De sa petite expérience,  ce jeune financier, soutient, la tête sur les épaules et les pieds sur terre, que le succès d’un homme repose sur le travail, le sérieux, l’intégrité et surtout le sens des relations humaines. « Il faut toujours essayer de tisser  de bonnes relations aussi bien dans le milieu professionnel que social, car ce sont le travail et la bonne réputation qui vont t’ouvrir des portes demain. Si je n’avais pas été en bons termes avec le boss de mon université, il ne m’aurait jamais fait une lettre de recommandation qui m’a permis de décrocher un stage, puis un emploi à Boeing. Si je n’avais pas une conduite exemplaire dans mon travail de bénévolat, je n’aurais pas fait une connexion avec la personne qui travaille à Microsoft ; et il ne m’aurait jamais recommandé de venir travailler à Microsoft », confesse-t-il. Et d’insister que l’éducation familiale constitue le ciment de toutes ces valeurs. D’ailleurs, le mode de vie de ses parents a été pour quelque chose dans l’orientation se ses études supérieures. «Tout petit, je voyais que mes parents étaient rigoureux en matière de planification, de gestion financière. Cela m’a inspiré à choisir la comptabilité comme branche d’études», affirme-t-il.

Malick et la politique

Aux jeunes burkinabè et africains qui ont des rêves et des ambitions à réaliser, il prêche le discours du réalisme et de la persévérance. « La vie réelle n’est pas comme facebook où tout semble beau, facile. La vie n’est pas une ligne droite. Chacun doit créer  son chemin et se battre vaille que vaille pour y arriver. Il ne faut jamais dire, moi je suis ceci ou cela, donc je ne peux pas faire telle ou telle chose », conseille-t-il. Aux décideurs politiques, il leur demande d’investir énormément dans l’éducation et de créer les meilleures conditions pour permettre aux jeunes de libérer leur potentiel et de se réaliser, en facilitant par exemple leur accès aux meilleures universités. Pour lui, le Burkina, avec ses quantités de soleil, devrait être un leader mondial en matière d’énergie solaire.
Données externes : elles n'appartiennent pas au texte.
PR #3467, opened 2026-06-17
[codex] Remove Claude Code for OpenHands agent runtime

morganmcg1:
## Summary

This PR replaces Senpai's Claude Code orchestration path with a durable, infrastructure-agnostic OpenHands Agent SDK runtime.

The final design is a small deterministic Python control plane around OpenHands:

- **OpenHands owns high-entropy work:** research judgment, code changes, evidence interpretation, deciding what to try next, and bounded parallel delegation.
- **Python owns operations that should not depend on an LLM composing fragile tool calls:** GitHub state transitions, assignment publication, training supervision, metric monitoring, conversation selection, retries, deadlines, shutdown, and recovery.

This preserves the advisor/student research workflow while making it more reliable, easier to operate for weeks at a time, and substantially more token-efficient. It is intentionally a replacement, not a compatibility adapter around Claude-specific command semantics.

At head `d9ef9051a4da9ede4cec9f4dea3d367a6d5634fd`, this changes **181 files** with **32,625 additions** and **8,211 deletions**. The structural simplicity pass removed 1,984 runtime lines and split the controller by responsibility; the subsequent soak-driven fixes, runtime-contract polish, and operator documentation remain focused at those existing boundaries.

[`SPEC.md`](https://github.com/wandb/senpai/blob/codex/openhands-conversion/SPEC.md) is the authoritative behavior contract.

## OpenHands fork source

Senpai tracks the `main` branch of [`morganmcg1/software-agent-sdk`](https://github.com/morganmcg1/software-agent-sdk). Fork [PR #1](https://github.com/morganmcg1/software-agent-sdk/pull/1) promoted OpenHands v1.40.0 plus the valid-UTF-8 editor fix to `main`. Current `main` is `808bc9682fed562d6c37f2edba0788e08e0bd1eb`. All 242 non-default fork branches were removed, so `main` is the only branch.

`pyproject.toml` and runtime CI install SDK/tools from `@main`; `uv.lock` records the exact resolved `main` commit used by reproducible image builds.

## Final architecture

```text
entrypoint
  clone/configure
  clear bootstrap credentials
  exec python -m senpai_agent.supervisor advisor|student

Python supervisor
  start one controller worker process group
  restart crashes with bounded exponential backoff
  terminate and restart an overdue phase

Python controller worker
  poll durable GitHub/local state
  partition events by conversation UUID
  reconcile the target checkout
  run one bounded OpenHands turn
  verify and acknowledge durable state
  sleep/backoff/jitter
```

The controller imports no Kubernetes API and requires no Senpai Service, port, DNS entry, ServiceAccount, RBAC rule, cross-node bearer token, Docker network, or tailnet. Kubernetes, Docker on one AWS GPU host, and a local Mac all use the same cross-node protocol: GitHub PR state, assigned-PR comments and reviews, and human-tagged Issues, plus W&B for experiment metrics.

The controller is now split by responsibility rather than keeping six subsystems in one file:

- `controller.py` contains the portable control loop and runtime assembly and is down from about 1,500 lines to 595.
- `github_mailbox.py` derives level-triggered advisor/student GitHub events and owns the active role-aware watcher.
- `mailbox.py` contains the event value, local mailboxes, and per-mailbox fault-isolated composition.
- `state.py` owns assignment conversation identities, event partitioning, and the unified conversation-state ledger.
- `workspace.py` owns non-destructive student checkout reconciliation.
- `monitor.py` owns deterministic training monitoring and direct student wakes.

## Runtime, recovery, and conversations

Each advisor or student instance runs a small Python supervisor. The controller worker publishes an atomic lease containing its PID, current phase, and hard deadline. The supervisor restarts crashes with bounded backoff, terminates the complete worker process group when a lease expires, tracks descendants with PID/create-time protection, and exposes the same lease to Docker health checks and Kubernetes startup/liveness probes.

The default worker shutdown grace is 60 seconds. Kubernetes liveness termination grace is 75 seconds and pod termination grace is 90 seconds, leaving time for OpenHands interruption, training cleanup, event-store closure, and Weave flush before SIGKILL. Process-group signaling is shared in one POSIX helper; it waits the full training cleanup grace where descendants may outlive the leader and reaps the leader in the narrow exit-before-SIGTERM race.

Restarts continue the existing OpenHands conversation:

- The advisor has one durable UUID reused across ideas, reviews, and monitoring threads.
- Each student has one UUID per `(assignment_id, revision_id)`.
- Training-monitor, assigned-PR feedback, and background-child events resume that exact student UUID.
- A killed worker reopens the file-backed OpenHands event log at the last persisted event.
- A conversation is marked started only after its OpenHands turn succeeds, so a crash before delivery retries the complete programme and assignment prompt.

The former `started-conversations.json` and `system-context-revisions.json` ledgers are merged into one atomically replaced `conversation-state.json`. On first upgrade, Senpai migrates both legacy files without modifying them. A conversation caught between the legacy files' two writes resumes without replaying its initial brief and receives the current system context once. Existing new-format state is authoritative, so migration is one-time.

OpenHands history remains the SDK's per-UUID file-backed event log. Senpai does not prune conversation directories or impose a retention count. Student state is ephemeral by default; the branch, PR, structured result, W&B runs, and Weave trace are the durable handoff.

There are three small role-local SQLite stores, none of which is a cross-node queue:

- `advisor-events.sqlite3` stores unacknowledged watcher and background-delegation events on the advisor instance.
- `student-events.sqlite3` stores unacknowledged mid-turn PR feedback and background-delegation events until the exact parent student conversation consumes them.
- `training/monitors.sqlite3` stores monitor policies, samples, and deduplicated actionable signals.

A separate per-student `github-feedback.json` ledger atomically records the assignment revision where immutable PR feedback was first observed and whether a successful turn acknowledged it. It is a small local delivery ledger, not a distributed queue or conversation store.

## GitHub is the cross-node protocol

GitHub state is level-triggered:

- `status:wip` plus exactly one `student:<name>` label is an assignment.
- Trusted human comments and reviews on the student's single open assigned `status:wip` or `status:review` PR wake that exact assignment conversation.
- `status:review` wakes the advisor.
- A live advisor-branch SHA beyond an active assignment's recorded base emits `baseline_advanced` with both SHAs and a compare URL, without cancelling the student.
- Blocked, stale, malformed, duplicate, or rebase-needed assignments become explicit events.
- Open Issues labeled `human` plus the research team/branch/student label are human-to-agent messages.

Assigned-PR feedback is read across all paginated issue comments, submitted reviews, and inline comments belonging to submitted reviews. Senpai accepts GitHub `User` feedback from repository owners, members, and collaborators. Authenticated-actor protocol comments remain hidden except for a schema-validated `senpai-assignment-feedback` marker whose repository, PR, assignment, and encoded revision provide the durable routing identity; this also supports GitHub App/bot comments with `author_association=NONE`. Each item uses its immutable surface, PR number, and GitHub ID as its event key. Its first-seen assignment/revision binding survives restarts, and it is acknowledged only after that exact student conversation completes a successful turn, so delayed revision-one guidance cannot rebind to revision two.

Feedback is delivered oldest-first, limited to eight events and 32,000 rendered prompt bytes per turn. Each message excerpt is bounded to 4,000 bytes and links to the complete GitHub text. Immediate post-turn polling drains later batches without dropping them.

While an advisor or student turn is active, `ActiveGitHubWatcher` continues polling. Advisor events and only PR feedback bound to the currently running student UUID are queued locally and injected through OpenHands' concurrent-message boundary after the next safe tool/model boundary, without cancelling unrelated work. Injected feedback reaches `github-feedback.json` only after the enclosing turn succeeds; a failed turn leaves it pending. Human Issue messages use the exact latest human-authored body/comment ID as their dedupe key; agent replies do not wake the agent again.

A malformed assignment marker now emits a bounded `malformed_assignment` event without suppressing human Issues or every later GitHub event. Duplicate student assignments similarly preserve human messages.

### One shared bounded read path

`GitHubReader` is the common authenticated read boundary for the GitHub mailbox and PR-bundle retrieval. It owns same-origin cycle-safe pagination, typed secret handling, actor caching, compact errors that cannot expose the token, and the shared Link-header parser. `github.py` no longer shells out to `gh api`, and the mailbox no longer carries another urllib client. Launch-time GitHub access, branch, and label operations now use one helper within `launch_helpers.py`. The mutation workflow intentionally retains its separate transport because it must model ambiguous writes and expected statuses.

### Complete PR retrieval without context pollution

`get_prs` is one interface for explicit PR numbers, inclusive creation-date ranges, and GitHub search expressions. Every selected PR contains its full body, all issue comments, all submitted reviews, and all inline review comments across pagination.

At or below `max_inline_prs` (default five), Markdown is returned directly. Above the threshold, the same Markdown is written to one mode-0600 artifact outside the target checkout and the agent receives a compact path/manifest. Raising the inline threshold above five explicitly warns about context-pollution risk. There is no duplicate JSON artifact and no mandatory summarizing child.

### Convergent typed transitions

One discriminated `github_transition` tool owns assignment creation, branch publication, label reconciliation, non-revision assignment feedback, revision requests, human-Issue responses, result submission, experiment close, and merge.

Transitions validate repository, role, student, assignment, revision, branch, local commit, remote lease, and trusted marker identity as applicable. Active-assignment uniqueness is global per student rather than per base branch and includes both WIP and review-ready PRs. `submit_result` validates the exact local head before any push. Publication uses the captured commit SHA with force-with-lease; the pre-push hook accepts that raw SHA only when it equals the current role-owned branch tip.

The `submit_result` schema explicitly distinguishes the current remote lease SHA from the local result commit and requires its three local-result SHA fields to agree. A stale assignment revision ends only the obsolete turn so the controller can resume the current revision. After a successful branch push, bounded retries handle GitHub's temporary PR-head propagation lag only when the observed head has not yet reached the pushed commit; every other precondition failure still fails immediately.

The workflow uses strict Pydantic response contracts rather than a parallel hand-written JSON-validation layer. Repeated pull/head/assignment guards funnel through shared helpers, revision/result marker comments use one upsert implementation, and callers no longer refetch a comment that the upsert already verified. Safety reads used for ambiguous-write convergence and post-transition race verification remain explicit. Transition dispatch is exhaustive and raises on an unhandled future operation instead of falling through to merge.

Revision requests inspect and persist the trusted revision comment before changing the assignment body. `send_assignment_feedback` instead writes one immutable typed guidance comment with exact assignment, revision, head, actor, and routing preconditions; it changes no revision, draft state, or labels. Exact replay is a no-op, while changed guidance requires a new feedback ID so GitHub produces a new durable event.

Immediately before a first merge, `merge_experiment` reads the live Git ref for the assignment's base branch. Drift blocks the merge unless the advisor explicitly supplies `accepted_base_sha` equal to that exact live SHA after deciding the evidence remains scientifically valid. A wrong or obsolete acceptance fails, while already-merged replay returns before the ref check. Pagination, exact-column marker matching, spoof resistance, duplicate trusted markers, replay, and ambiguous-write behavior are exercised through public transitions rather than a dead generic comment API.

## Unified subagent delegation

Advisor, student, and delegated agents use one model-facing function:

```text
delegate_agent(
  task: str,
  agent: general-purpose | explore | search | bash-runner = general-purpose,
  model: smart | fast = smart,
  background: bool = false,
  include_context: bool = false,
  search_mode: general-web | research-publications | null = null,
) -> {task_id, status, result?}
```

Every call launches the selected Markdown-defined OpenHands agent in a fresh conversation and separate process group. Foreground mode returns the report inline; background mode lets the parent continue and delivers a durable result/error event later. OpenHands' parallel tool executor and Senpai's semaphore both cap active children at eight.

`model=fast` is for mechanical `rg`/grep, command execution, bounded extraction, and straightforward inspection. `model=smart` is for code review, literature research, ambiguous synthesis or failure diagnosis, and decisions where missing a subtlety is costly. File-agent reasoning effort is operational on the OpenHands fork's `main` branch.

File-defined children receive only the OpenHands tools declared by their definition. General-purpose and Explore receive terminal, file editor, and bounded nested foreground delegation. Search receives terminal and file editor but cannot delegate. Bash Runner receives only the terminal. No child receives a GitHub credential, `get_prs`, `github_transition`, or training tools. The parent prepares large PR artifacts and owns every typed GitHub operation.

The complete parent event log remains searchable as JSON through ordinary `rg` and bounded reads. A context-free Explore child automatically receives `$SENPAI_PARENT_CONVERSATION_HISTORY_DIR` and can return compact findings with paths and line numbers instead of copying history into the main context.

## Native Markdown agents and Exa search

Senpai defines `general-purpose`, `explore`, `search`, and `bash-runner` as native `.agents/agents/*.md` files. Both images install all four definitions. At runtime Senpai registers OpenHands' default tool registry before discovering and registering the files, so every frontmatter tool name resolves through the same native loader used in production.

Bash Runner adapts OpenHands' useful terminal-specialist preset to Senpai's delegation and credential boundaries. It is intended for tests, builds, linters, formatters, dependency commands, Git inspection, and bounded system checks whose output would otherwise pollute the parent context. It normally uses the fast model, inherits the caller-selected reasoning effort, runs in its own process/conversation like every other child, and returns only status counts and actionable failures rather than raw logs. It cannot edit files, launch nested agents, use the browser, call Senpai tools, or mutate GitHub.

Search has one progressive `exa-search` skill with two explicit modes:

- `general-web` defaults to Exa `type="auto"`, ten results, no category, and query-relevant highlights.
- `research-publications` defaults to `category="publication"`, `type="deep"`, thirty results, and bounded highlights.

The script emits compact Markdown rather than raw JSON, percent-encodes unsafe URL characters, treats retrieved content as untrusted evidence, validates incompatible content flags, loads a local `.env` without overriding exported credentials, and never sends `includeDomains` with Exa's publication category.

Launch preflight verifies the Exa credential with the cheapest bounded request requested for this rewrite: `type="instant"`, `category="publication"`, and `numResults=1`.

## Training and deterministic monitoring

Students receive `run_training`, `get_training_status`, `cancel_training`, and `monitor_training`. `TrainingSupervisor` owns the process group and deadline, persists restart identity and the full log, retains a bounded error tail, and discovers W&B run IDs while training is still active.

`run_training` refuses a dirty assignment worktree before spending an allocation and immediately registers a terminal-state monitor bound to the current conversation. `monitor_training` is only a metric/gate/staleness upgrade: it cannot remove finished, failed, timed-out, or cancelled wakes. Persisted pre-upgrade actions containing the old caller-controlled status filter still deserialize, but the obsolete filter is discarded so restart recovery remains compatible and terminal safety cannot be downgraded.

The declared training timeout is a strict end-to-end wall-clock ceiling. Senpai begins termination early enough that graceful shutdown and kill escalation finish by the deadline, so a 30-minute policy cannot become 30 minutes plus process-cleanup grace.

Running training observations keep `exit_code` nullable, and inconclusive experiment results may omit a primary metric or unavailable baseline/delta values. Terminal monitor wakes report the terminal state and current detail without attaching the last cached metric sample, which may predate the terminal state.

The controller polls only due monitors, fetches one latest selected W&B metric, and evaluates deterministic threshold, direction, change, staleness, and terminal-state rules. Ordinary polls use no LLM tokens.

Every persisted signal directly resumes the exact student conversation that registered the policy. The context-free monitor-triage child, decision JSON, triage lease, retry parsing, and associated operator settings are removed: registering a monitor is already the student's explicit request to wake when that condition occurs.

Metric models reject NaN and infinities. A status/W&B failure or malformed sample advances only that monitor's schedule, emits one bounded `monitor_error`, repairs invalid sample state, and cannot block other monitors, GitHub events, child results, or pending wakes. Upgrading or changing metric gates replaces the optional metric policy and resets derived samples/signals while retaining mandatory terminal wakes.

`improved_by` and `regressed_by` now compare against the first observed sample for the monitoring policy rather than the preceding 60-second sample. The baseline is durable. Schema migration copies a legacy previous sample into the new baseline column in the same SQLite transaction, including an intermediate schema that already created the column with a NULL value, so the first post-upgrade delta is not lost.

Controller events are partitioned by exact conversation UUID. Each batch is acknowledged only after its own successful turn, preventing a child result for conversation A from consuming or permanently blocking a training event for conversation B.

## Prompt stack, skills, and provider context

The model receives OpenHands' native base prompt and tools, one stable suffix merged from `SENPAI-HARNESS.md` and the rendered role charter, applicable target `AGENTS.md`/compatible `CLAUDE.md`, a progressively disclosed skill catalog, and live user-turn context containing `program.md`, role instructions, current state, and current UTC time.

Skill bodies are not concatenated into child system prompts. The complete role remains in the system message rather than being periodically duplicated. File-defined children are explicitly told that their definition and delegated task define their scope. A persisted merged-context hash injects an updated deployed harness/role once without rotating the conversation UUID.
PR #3532, opened 2026-08-22
Document advisor delegation diagnostics

morganmcg1:
## Summary

- broaden DIAGNOSTICS.md into a Senpai advisor diagnostics guide
- add a reusable workflow for comparing delegation and model use across matched rollout windows
- document source reconciliation across the delegation registry, OpenHands actions, and W&B Weave agent spans
- include sanitized Weave and SQLite examples plus the current policy-rollout case study
- distinguish operational availability, advisor behavior, workload mix, and requested tier from observed provider model
- recommend durable task and tree identifiers on child root spans for exact future joins

## Finding

The observed increase is mixed, with direct evidence of behavior change. Restored uptime inflated the raw fivefold increase, but the rate remained about threefold higher after adjusting for the inactive interval. Spawn decisions and recursive requests increased while observed launch reliability and median duration remained broadly stable. Fable share moved only from 20% to 22%, so the increase was broad delegation rather than a measurable Frontier-specific share shift. A broader image rollout and missing pre-rollout registry state prevent a causal percentage split.

## Validation

- `pytest -q tests/test_agent_markdown.py` (7 passed)
- both new Python examples compile
- Weave query validates against the installed Agents schema
- `git diff --check`


morganmcg1:
I have read the CLA Document and I hereby sign the CLA

PR #3544, opened 2026-09-24
Fix Senpai environment isolation and multi-node startup diagnostics

morganmcg1:
Target-repository `uv run` and `uv sync` commands inherited the runner's environment overrides and could remove OpenHands dependencies or PyTorch from a live agent. Clear those overrides before starting either controller, and keep the Kubernetes proxy pinned to the runner interpreter.

Supervised multi-node runs also hid worker startup failures before W&B initialized. Return bounded live pod placement, container states, and init/training logs through `get_training_status`, including launcher pods only when their owner UID chain reaches the reserved MPIJob. The executor retains Kubernetes credentials and owns polling and cleanup.

Validation: 109 focused training/executor/tool tests and 8 entrypoint/environment tests passed; `git diff --check` passed. Deployment and a four-node online W&B recovery smoke will provide integration evidence.

This PR targets the deployed multi-node runtime branch (`codex/amf1-main-sync-20260823`, source `0f5d19a30a24530883c2c059325f6bc221ab8473`). The current main branch no longer contains this runtime.


morganmcg1:
Deployed source `4f833ca29acfa03f5285be64913ecdd39935ca78` to the existing `jc_vandam` advisor and four students on `navier-stokes`. [Image build](https://github.com/wandb/senpai/actions/runs/35973456461) passed for all roles; registry revision labels match, and the deployment uses immutable image digests.

All five replacement controllers reached Ready with zero restarts after bootstrap repair. Existing conversations, event databases, and local research commits were preserved, including an unpublished student commit. The restored student has W&B 0.28.1, PyTorch 2.13.0+cu130, and a working litellm import. Its actual supervisor environment contains none of the three cleared UV/virtualenv overrides; its Kubernetes proxy uses the pinned runner interpreter; the typed result/tool expose the new diagnostics.

The canonical `WandbMetricSource.latest` returned `1.0` from the online [infrastructure probe](https://wandb.ai/milieu/nn_cfd_senpai/runs/oii2miz8). The [four-node recovery smoke handoff](https://github.com/wandb/cfd_senpai/issues/148) is acknowledged by the advisor; GPU integration evidence is still pending. The separate UID 10001 dataset audit remains blocked on a shared-directory traversal permission decision; the production training image runs as UID 0.

PR #1711, opened 2026-05-25
Keep overheat warning active during self protect

0xjc65eth:
## Summary
- update the in-memory overheat state immediately when self protect mode starts
- clear the in-memory overheat state only after recovery successfully restarts mining

## Why
The dashboard and display read the in-memory `SYSTEM_MODULE.overheat_mode` value. During self protect recovery, the firmware persisted the NVS flag immediately but did not update the runtime state until later in the power-management loop, so the warning could disappear while the device was still cooling/recovering.

Fixes #1638.

## Testing
- git diff --check


0xjc65eth:

PR #1712, opened 2026-05-25
Show Stratum auth failures in pool status

### LINKED ISSUE #1358: show pool stratum auth error on AxeOS dashboard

Malick va-t-il faire la politique un jour dans son pays d’origine? Sa réponse qui ne tarde pas est on ne peut plus clair. « Non ! Je pense que j’ai des qualités et des compétences dans les finances. Je préfère rester dans ce domaine et laisser la politique à ceux qui ont plus d’habilités et de compétences en la matière», argumente-t-il. En tout état de cause, il reste très attaché à sa mère patrie et est peiné par ce qui se passe sur la terre qui l’a vu naître, avec ces attaques terroristes.

« C’est très triste de voir ce qui arrive à mon pays. Les burkinabè se battent au quotidien pour nourrir leurs familles. Et dans ce contexte, il y a des gens qui viennent nous attaquer, nous effrayer, nous mettre la pression pour changer notre mode de vie. Je prie pour mon pays, et j’ai bon espoir qu’il retrouvera la paix bientôt », conclut-il.